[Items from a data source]
Start of Block

PR #100, opened 2026-05-28
feat: bold table number along with order type

nina-dk:


Knorcedger (approved):
Reviewed with Codex and a manual pass over the printer formatting changes. I did not find any blocking issues.

Notes:
- Existing table/waiter formatting path is preserved when `BOLD_ORDER_TYPE` is off.
- The new enlarged table-number path restores text size before continuing, so later order type/product output should keep the configured size.
- I attempted `npm run typecheck`, but dependencies are not installed in the review checkout (`tsc: not found`), so I could not complete local typecheck here.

End of Block

_About this exercise:_ Beginning at the line with "Reviewed with Codex" and ending at the last line of the entries, print every line exactly.

_Result of the exercise:_
Reviewed with Codex and a manual pass over the printer formatting changes. I did not find any blocking issues.

Notes:
- Existing table/waiter formatting path is preserved when `BOLD_ORDER_TYPE` is off.
- The new enlarged table-number path restores text size before continuing, so later order type/product output should keep the configured size.
- I attempted `npm run typecheck`, but dependencies are not installed in the review checkout (`tsc: not found`), so I could not complete local typecheck here.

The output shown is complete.